I come back to a quote from chapter 3 that is essential to me as a conclusion to this new post: The real progress of techno-science will less come from their ability to keep promises than from their ability to do without them, to inherit critically from the era of great technological promise. This is not to break an idol, but to learn how to inherit. [Page 111]

Emerging Science and Technologies, why so many promises? (Part 2)

(A word of caution: my English is reaching its limits in trying to analyze a demanding book, written in French. I apologize in advance for the very awkward wording…)

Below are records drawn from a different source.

PR #4527, opened 2022-04-29
fix(bug): use path property to import nested package

### LINKED ISSUE #4525: Incorrect import paths injected for nested Flux packages
## About the bug

**Steps to reproduce:**

1. Go to the data Explorer.
2. Find `usage.from` in the list of Flux functions and click **INJECT**.
3. Fill out the required `start` and `stop` parameters.
4. Run the query.

**Expected behavior:**
I expect that when injecting a function within a package, the injected import statement should be correct.

**Actual behavior:**
The package import path injected with the function is incorrect. This is a nested package. The correct import path should be `experimental/usage`.

**Visual Proof:**
image

**Solution:**
When looking at the `flux-docs-short.json` artifact the UI Flux docs are built from, it looks like it's using the package `name` when injecting the import statement. It should use the package `path`.

## About your environment

**Environment info:**

- InfluxDB version: InfluxDB Cloud
- Other relevant environment details: Production

blegesse-git:
Closes #4525 

For nested flux packages, the import statement needs to use the path property instead of func.package. One way to check if a package is nested is by checking out the path property. If path contains `/` sign, it means it's nested. If so, pr re-assigns the importStatement variable to use the path value instead of package. 

Before fix: 

https://user-images.githubusercontent.com/66275100/165997033-8ccc5ca6-95ba-4f85-b282-6ea649d4e4fa.mov

After fix: 

https://user-images.githubusercontent.com/66275100/165997250-0f9a5b66-b098-4c92-8ee3-890002ff0797.mov

### DIFF
--- a/src/flows/pipes/RawFluxEditor/view.tsx
+++ b/src/flows/pipes/RawFluxEditor/view.tsx
@@ -82,12 +82,12 @@ const Query: FC<PipeProp> = ({Context}) => {
         text = `  |> ${fn.example}`
       }
 
-      const getHeader = (fn) => {
-        let importStatement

So just one day after my article describing Chapter 1 of Emerging Science and Technologies, why so many promises?, here comes an analysis of the second chapter, where the relation to time is analyzed, as well as presentism, futurism and the role of time in the promise system. There is the nice following passage:


Since The New Atlantis, futuristic speculations have accompanied the development of modern science. And in the twentieth century, Jean Perrin has sealed a new alliance between science and hope. But for him, it is science that preceded and provoked hope while now, it is rather hope that drives research. Technosciences reverse, in fact, the order of the questions that was following the three critiques of Kant: “What can I know?” – the issue addressed in Critique of Pure Reason – then the question “What can I do?” – treated in the Critique of Practical Reason – finally the question “What can I expect?” – discussed in the Critique of Judgment. In contrast, in the current scientific policies, one determines what to do and what we can possibly acquire as knowledge by identifying the hopes and promises. (Page 50)

Yet there is a paradox already expressed in the first chapter between futurism with the terms of promise, foresight and prophecy that project us and presentism particularly marked by the memory that freezes the past and transforms the future as a threat that no longer enlightens neither the past nor the present. To the point of talking about a future presentification…

The chapter also deals with the question of the future as a shock, a time “crisis” due to the acceleration. To the feeling of the misunderstanding and helplessness, is added the experience of frustration and stress caused by the accelerated pace of life, the disappointment of a promise related to modernity, where techniques were supposed to save time, to emancipate.

Another confusion: the features of planning and roadmap which are typical of technology projects slipped into research projects where is used the term of production of knowledge, while in research, it is impossible to guarantee a result. But the author shows through two examples, that this development is complex.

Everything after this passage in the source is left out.